Task.
The expected output is each line in the data below that includes the string "indentation".
Entries supplied START
PR #1233, opened 2021-06-12
Max width so that status will wrap on goal-by-target-vertical

### LINKED ISSUE #1195: Overlap of reporting status tags with indicator names on goal pages
Site repository URL: All
Open SDG version: At least latest - not sure about other goal layouts

**Describe the bug**
On vertical by target goal pages, the reporting status tag overlaps with the indicator name/link when zoomed into certain levels.

**To Reproduce**
1. Go to https://sdgdata.gov.uk/1/
2. Zoom into 200%
3. Scroll down to 1.4.1
Note: if the error doesn't display, try with different zoom levels and check different indicators

**Expected behavior**
No overlap between reporting status tag and indicator name

**Screenshots**
image

**Additional context**
From accessibility report:
Ensure that when users increase the size of pages to 400% and the browser width 1280px to view the page content in one column, they can do this without having to scroll in two directions, and without the loss of content or functionality.For more information, please refer to [F102: Failure of Success Criterion 1.4.10 due to content disappearing and not being available when content has reflowed](https://www.w3.org/WAI/WCAG21/Techniques/failures/F102).

brockfanning:
Q | A
--- | ---
Feature branch/test site URL | [Link](https://lucygwilliamadmin.github.io/sdg-indicators/1/)
Fixed issues | Fixes #1195 
Related version | 1.4.0-dev
Includes tests? | NA
Updated docs? | NA
Updated config forms? | NA
Added CHANGELOG entry? |❌

Screenshot to refer to:
image

### DIFF
--- a/_sass/layouts/_goal-by-target-vertical.scss
+++ b/_sass/layouts/_goal-by-target-vertical.scss
@@ -30,6 +30,7 @@ $goal-by-target-indentation: 60px;
 
   .goal-indicator {
     @media screen and (min-width: 769px) {
+      min-height: 80px;
       margin-left: $goal-by-target-indentation;
       position: relative;
       width: calc(100% - #{$goal-by-target-indentation});
@@ -42,6 +43,12 @@ $goal-by-target-indentation: 60px;
         top: 0;
         margin-top: 0;
         width: min-content;
+      }
+    }
+    @media screen and (min-width: 992px) {
+      min-height: auto;
+      .status {
+        width: auto;
       }
     }
   }
--- a/_sass/layouts/_goal-by-target-vertical.scss
+++ b/_sass/layouts/_goal-by-target-vertical.scss
@@ -41,6 +41,8 @@ $goal-by-target-indentation: 60px;
         right: 0;
         top: 0;
         margin-top: 0;
+        max-width: 100px;
+        text-align: right;
       }
     }
   }
--- a/_sass/layouts/_goal-by-target-vertical.scss
+++ b/_sass/layouts/_goal-by-target-vertical.scss
@@ -41,8 +41,7 @@ $goal-by-target-indentation: 60px;
         right: 0;
         top: 0;
         margin-top: 0;
-        max-width: 100px;
-        text-align: right;
+        width: min-content;
       }
     }
   }


LucyGwilliamAdmin:
@brockfanning @phillipgardiner link and screenshor added to description - I think left margin needs to be smaller and also the text should be left aligned

phillipgardiner:
@brockfanning @LucyGwilliamAdmin Looking at the screen shot. Agree with Lucy, ideally the left margin would be the same as it would be typically and the text should be left aligned :)

brockfanning:
@LucyGwilliamAdmin @phillipgardiner I just pushed another tweak to address this. I had added the right-aligning because it looked weird in the other direction, because the max-width caused some extra white-space on the right side. But I agree it doesn't look good either way.

Here's another approach, which forces the block to use "min-content", which means that the width will be the minimum possible for the contents:

screenshot-127 0 0 1_4000-2021 06 15-08_25_12

LucyGwilliamAdmin:
@phillipgardiner @brockfanning Site has been rebuilt and this is what it's looking like at the moment - no space between Exploring data sources and whatever tag is below:
image

Also I'm not sure if it's just the screen shot or if it would look like it on a site, but there doesn't seem to be the white background to the text on the Not applicable badge

phillipgardiner:
@LucyGwilliamAdmin @brockfanning Good spots, these would need to be address. I was working off the screen shot  :)

brockfanning:
@LucyGwilliamAdmin This is ready for a refresh. I've added a minimum height which should hopefully resolve that spacing issue. Also I've limited this wrapping behavior to a particular breakpoint (between 769-992px) so desktop users should continue to see the single-line statuses.

By the way, I don't think we ever added the white background on not-applicable here. Maybe we only did that on the reporting status page. Definitely something else to do at some point.

LucyGwilliamAdmin:
@brockfanning @phillipgardiner link has been rebuilt - looks good to me. Any comments Phill?

phillipgardiner:
@LucyGwilliamAdmin @brockfanning Looks good to me too - thank you. Could someone please add a ticket somewhere around adding the white background on not-applicable - I think this was required due to accessibility so best to correct at some point.

LucyGwilliamAdmin (approved):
Entries supplied END
The completed task.
@@ -30,6 +30,7 @@ $goal-by-target-indentation: 60px;
       margin-left: $goal-by-target-indentation;
       width: calc(100% - #{$goal-by-target-indentation});
@@ -42,6 +43,12 @@ $goal-by-target-indentation: 60px;
@@ -41,6 +41,8 @@ $goal-by-target-indentation: 60px;
@@ -41,8 +41,7 @@ $goal-by-target-indentation: 60px;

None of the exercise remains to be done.